L’esistenza di una precisa comunicazione paracrina fra adipociti “obesi” e macrofagi è stata dimostrata su cellule in coltura e questa condizione potrebbe essere la causa della flogosi tessutale osservata negli obesi (Berg AH. et al., 2004). Uno dei principali segnali paracrini prodotti dai macrofagi è il TNF-α: l’effetto diretto del TNF-α sugli adipociti è quello di indurre lipolisi, cioè il rilascio in circolo di FFA, e modulare la sintesi di adipochine anti-infiammatorie come l’ADN (Maeda N et al., 2001; Guilherme A et al., 2009).
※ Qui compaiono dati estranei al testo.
PR #1729, opened 2023-09-20
Add support for eza as a replacement for exa

azuline:
exa is unmaintained (see https://github.com/ogham/exa), and https://github.com/eza-community/eza is the community-maintained successor.

This PR adds support for eza as a replacement to exa.


N-R-K (approved):
Seems fine but I'm confused as to why they made a new fork with a different name instead of continuing on the `exa` repository? It seems like other people have commit access to it, so what was the problem?

jarun:
Maybe for more control on the development cycle...

jarun:
Thank you!

PR #1732, opened 2023-09-23
Fix CI

N-R-K:
Also splits the list of checks into multiple lines. IMO makes it more easily readable and editable. And produces better diff when editing.


jarun:
Thank you!

PR #1737, opened 2023-09-26
fix nu quitcd: switched quotes

### LINKED ISSUE #1736: nushell `cd` on quit broken
Commit 57882ffab713e66690d29714a7fbea2cb2e61a5f broke the recommended nushell `cd` on quit

Quitting Nnn now outputs the following error
```nushell
Error: nu::shell::access_beyond_end

  × Row number too large (empty content).
    ╭─[/home/jkappes/.config/nushell/config.nu:26:1]
 26 │     if ($env.NNN_TMPFILE | path exists) {
 27 │       let newpath = (open $env.NNN_TMPFILE | parse 'cd "{nnnpath}"').0.nnnpath
    ·                                                                      ┬
    ·                                                                      ╰── index too large (empty content)
 28 │       ^rm -f $env.NNN_TMPFILE
    ╰────
```

J-Kappes:
- quitcd target directory has been in single quotes since 57882ff
- I updated the nushell snippet to correctly parse it. This should close #1736

### DIFF
--- a/misc/quitcd/quitcd.nu
+++ b/misc/quitcd/quitcd.nu
@@ -7,6 +7,7 @@ def-env n [...x] {
   ^nnn ($x | str join)
   let newpath = (
     if ($env.NNN_TMPFILE | path exists) {
+      # FIXME: fails if path contains single-quote
       let newpath = (open $env.NNN_TMPFILE | parse "cd '{nnnpath}'").0.nnnpath
       ^rm -f $env.NNN_TMPFILE
       echo $newpath
--- a/misc/quitcd/quitcd.nu
+++ b/misc/quitcd/quitcd.nu
@@ -7,7 +7,7 @@ def-env n [...x] {
   ^nnn ($x | str join)
   let newpath = (
     if ($env.NNN_TMPFILE | path exists) {
-      let newpath = (open $env.NNN_TMPFILE | parse 'cd "{nnnpath}"').0.nnnpath
+      let newpath = (open $env.NNN_TMPFILE | parse "cd '{nnnpath}'").0.nnnpath
       ^rm -f $env.NNN_TMPFILE
       echo $newpath
     } else {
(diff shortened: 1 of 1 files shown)


N-R-K:
Are you sure this will work on path which contain `'` ?

J-Kappes:
It doesn't work and I haven't found a fix yet.

N-R-K:
> It doesn't work and I haven't found a fix yet.

If you can't figure out a way to fix it then leave a FIXME comment explaining the edge case.

J-Kappes:
This is pretty hacky, so leaving the FIXME might be preferable.

misc/quitcd/quitcd.nu
```diff
@@ -7,6 +7,7 @@ def-env n [...x] {
   ^nnn ($x | str join)
   let newpath = (
     if ($env.NNN_TMPFILE | path exists) {
+      #FIXME fails on dir names containing single-quotes
```
N-R-K:
```suggestion
      # FIXME: fails if path contains single-quote
```

N-R-K (changes requested):
Small reword.

misc/quitcd/quitcd.nu
```diff
@@ -7,7 +7,8 @@ def-env n [...x] {
   ^nnn ($x | str join)
   let newpath = (
     if ($env.NNN_TMPFILE | path exists) {
-      let newpath = (open $env.NNN_TMPFILE | parse 'cd "{nnnpath}"').0.nnnpath
+      let rawpath = (open $env.NNN_TMPFILE | parse --regex 'cd (?P<dir>.+)').0.dir
+      let newpath = ($rawpath | $"echo ($in)" | /bin/bash -s)
```
N-R-K, line 11: Adding bash dependency on another shell's config doesn't seem like a good idea.

N-R-K:
Feel free to open another PR if you manage to fix it without requiring `bash` or other non-posix dependency.

Issue #1735, opened 2023-09-25
Remove colemak-dh patch ?


jacmoe:
In PR #1587 a patch for colemak was added, effectively replacing the existing colemak-dh patch, but colemak-dh was not removed.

Tuttavia anche gli FFA dimostrano di possedere una funzione analoga al TNF-α, agendo come messaggeri pro-infiammatori sui macrofagi tramite l’interazione con il Toll-like receptor 4 (TLR4) con cui inducono uno stato pro-infiammatorio sugli adipociti e la produzione di TNF-α nei macrofagi (Shi H et al., 2006; Nguyen MT et al., 2007). Si stabilisce così un circolo vizioso in cui il TNF-α derivato dai macrofagi stimola il rilascio di FFA dagli adipociti, e quest’ultimi di conseguenza aumentano l’attività pro-infiammatoria dei macrofagi, in quanto causano la rinnovata sintesi di TNF-α (Suganami T et al., 2005).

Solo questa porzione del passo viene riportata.